Anomaly findings indicate a metric series moved outside its learned baseline for the required number of confirm slots. Capacity findings indicate a trend is projected to cross the configured threshold inside the warning horizon.

When reviewing a finding:

  • Confirm the event timestamp and affected series match a real device, interface, service, or host metric.
  • Compare the finding against nearby deploys, maintenance windows, and known traffic changes.
  • For interface capacity findings, check whether the underlying counter has enough history and whether the interface is normally bursty.
  • For CPU, memory, and disk findings, compare against sysmon profile changes and agent sampling cadence.
  • If a class emits too many short-lived findings, raise confirm_slots or min_samples before raising the global threshold.

Do not tune a whole deployment around one bad series. Prefer a class override or, when available, a targeted series override.

Rollout Guidance

Metrics must enter ServiceRadar through NATS JetStream before they are written to CNPG. This keeps anomaly detection and the causal engine subscribed to the same stream as the persistence consumer.

During rollout:

  1. Start with the always-live OpenTelemetry metric subjects.
  2. Enable SNMP and sysmon shadow subjects only after the metrics stream and database sync path are healthy.
  3. Check Events for anomaly and capacity findings before wiring new rules to paging destinations.
  4. Keep remediation workflows manual until a separate guarded-remediation proposal is approved and implemented.

Guarded Remediation Is Future Work

This release is detect-and-alert only. It does not automatically throttle traffic, restart services, change polling profiles, resize resources, or mutate network policy.

Any future automatic action must ship as a separate feature-flagged change with bounded-intervention gates defined before enablement:

  1. Trigger and score the finding.
  2. Require a persistence or duration gate.
  3. Check an already-acting interlock so repeated findings do not stack actions.
  4. Clamp the action to an approved safe envelope.
  5. Audit-log the decision, action, and operator override path.

Do not wire anomaly or capacity findings directly to remediation scripts.

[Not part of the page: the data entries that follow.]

PR #1355, opened 2021-08-31
update ghost address for discourse user

jaybe78:
Endpoint updating ghost address in tables for imported discourse users when they connect to their own address

## Motivation and Context
This change is required as part of the discourse import


zakhap:
@jaybe78 This should get merged in prior to running the discourse migration script, correct? Also, what is a good way for me to test this?

jaybe78:
> @jaybe78 This should get merged in prior to running the discourse migration script, correct? Also, what is a good way for me to test this?

1) First you have to install injective dump on your local 
2) `git clone git@github.com:hicommonwealth/discourse-import.git`
3) Run the import script: That will import all data from the dump to your local CW DB
(Don't forget to change the path in `.env` to make sure the DB URL are corrects)
```
curl --location --request GET 'http://localhost:4000/discourse/import?chain=injective' 
```
4) Start commonwealth app
5) Update one of your address with one that has been generated during the import (ghost_address = true)
`update "Addresses" set user_id ={YOUR_USER_ID} where address = '{injective_address}'`
6) Run commonwealth app, connect to a new address

server/routes/updateAddress.ts
```diff
@@ -0,0 +1,59 @@
...
+    }
+    if (!chain) {
+        return next(new Error(Errors.NoChain));
+    }
+    if (!userId) {
+        return next(new Error(Errors.NoUserId));
+    }
+
+    const { id: ghostAddressId } = await models.Address.scope('withPrivateData').findOne({
+        where: { chain: 'injective', ghost_address: true, user_id: userId }
```
jnaviask, line 22: Should use chain parameter from body rather than hardcoded, here and below.

client/scripts/controllers/server/user/base.ts
```diff
@@ -18,6 +18,10 @@ export default class {
   public get activeAccount(): Account<any> { return this._activeAccount; }
   private _setActiveAccount(account: Account<any>): void { this._activeAccount = account; }
 
+  private _user_id: number;
```
jnaviask, line 21: What does userId do?

jnaviask (changes requested):
Needs a sequelize migration to add the column without having to reset the DB, + fix the hardcoded fields in the route. Otherwise looks good.

server/routes/updateAddress.ts
jaybe78: sorry forgot to remove it. It was for the testing. Good Catch !

client/scripts/controllers/server/user/base.ts
jaybe78: I need the user ID to fetch the ghost address
```
const { id: ghostAddressId } = await models.Address.scope('withPrivateData').findOne({
        where: { chain: 'injective', ghost_address: true, user_id: userId }
```

jaybe78:
> Needs a sequelize migration to add the column without having to reset the DB, + fix the hardcoded fields in the route. Otherwise looks good.

@jaybe78 The migration file for `ghost_address` column has already been added

server/router.ts
```diff
@@ -149,6 +150,7 @@ function setupRouter(
     next();
   });
 
+  router.post('/updateAddress', updateAddress.bind(this, models));
```
jnaviask, line 153: My one remaining concern with this PR is that we fetch the `req.user.id` field from the passport/jwt verification, so this route will need to have the `passport.authenticate` binding. But -- we need to confirm that the user will actually have a jwt generated at that point in time (i.e. is logged in). Is this the case?

server/routes/updateAddress.ts
```diff
@@ -0,0 +1,55 @@
...
+const updateAddress = async (models: DB, req: Request, res: Response, next: NextFunction) => {
+    const { address, chain } = req.body
+    if (!address) {
+        return next(new Error(Errors.NoAddress));
+    }
+    if (!chain) {
+        return next(new Error(Errors.NoChain));
+    }
+    const { id: ghostAddressId } = await models.Address.scope('withPrivateData').findOne({
+        where: { chain, ghost_address: true, user_id: req.user.id }
```
jnaviask, line 18: We should ensure `req.user.id` isn't null/undefined before doing this query.

jnaviask (commented):
Couple small questions remaining.

server/routes/updateAddress.ts
jaybe78: @jnaviask I added a test to make sure `req.user.id` is not null

server/router.ts
jaybe78: add `passport.authenticate` in the route

jaybe78:
@jnaviask I've also added a svg icon in the `user.ts` component, selector address modal + profile to indicate user they have to connect to a new address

Route them through events, alerts, and manual operator review until that guarded phase exists.

Troubleshooting

  • No findings: confirm the relevant metric subject is enabled for analysis, the stream has recent messages, and the series has at least min_samples.
  • Too many findings: increase confirm_slots for bursty classes, then consider increasing n_sigma.
  • Forecasts missing: verify rollups are current and the series has at least minimum_history_points.
  • Forecasts look too aggressive: increase minimum_history_points, shorten the forecast horizon, or switch back to linear until seasonal history is trustworthy.